**Problem statement:** Within the listing below, tally the lines where the word "unmerged" appears, and answer with nothing but the tally.

**Data supplied:**

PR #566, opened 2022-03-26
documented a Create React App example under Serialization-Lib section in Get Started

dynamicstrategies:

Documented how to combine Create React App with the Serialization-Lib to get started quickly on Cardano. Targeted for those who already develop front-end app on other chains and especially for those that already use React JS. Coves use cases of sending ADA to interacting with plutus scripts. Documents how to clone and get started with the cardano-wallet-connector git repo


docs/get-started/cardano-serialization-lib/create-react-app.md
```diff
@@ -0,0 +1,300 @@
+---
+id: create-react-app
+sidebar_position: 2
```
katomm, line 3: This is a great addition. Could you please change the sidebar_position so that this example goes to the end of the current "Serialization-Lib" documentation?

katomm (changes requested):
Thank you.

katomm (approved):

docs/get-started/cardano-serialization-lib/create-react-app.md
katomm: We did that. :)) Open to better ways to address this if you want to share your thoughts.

---

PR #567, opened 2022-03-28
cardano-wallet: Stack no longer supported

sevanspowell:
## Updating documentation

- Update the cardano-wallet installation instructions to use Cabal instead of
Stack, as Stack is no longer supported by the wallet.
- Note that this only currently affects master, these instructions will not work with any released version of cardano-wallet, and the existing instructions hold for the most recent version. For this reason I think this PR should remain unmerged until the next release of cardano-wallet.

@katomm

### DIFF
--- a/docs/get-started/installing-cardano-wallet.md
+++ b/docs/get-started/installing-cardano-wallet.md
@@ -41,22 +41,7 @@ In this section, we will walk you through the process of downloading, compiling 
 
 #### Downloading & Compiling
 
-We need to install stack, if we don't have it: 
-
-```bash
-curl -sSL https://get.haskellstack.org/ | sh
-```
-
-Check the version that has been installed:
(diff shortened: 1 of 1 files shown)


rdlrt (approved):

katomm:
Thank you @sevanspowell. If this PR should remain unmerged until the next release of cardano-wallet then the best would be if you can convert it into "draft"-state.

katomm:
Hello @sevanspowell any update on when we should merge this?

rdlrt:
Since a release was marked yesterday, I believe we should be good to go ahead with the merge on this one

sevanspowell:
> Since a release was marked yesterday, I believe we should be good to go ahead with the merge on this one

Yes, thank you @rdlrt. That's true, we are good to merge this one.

* * *

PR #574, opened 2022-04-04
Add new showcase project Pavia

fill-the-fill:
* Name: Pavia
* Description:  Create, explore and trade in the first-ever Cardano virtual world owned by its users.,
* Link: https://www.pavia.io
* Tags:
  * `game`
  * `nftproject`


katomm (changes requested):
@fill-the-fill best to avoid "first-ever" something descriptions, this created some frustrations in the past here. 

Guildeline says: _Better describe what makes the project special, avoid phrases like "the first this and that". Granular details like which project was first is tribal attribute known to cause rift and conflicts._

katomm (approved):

**Solved problem:** 2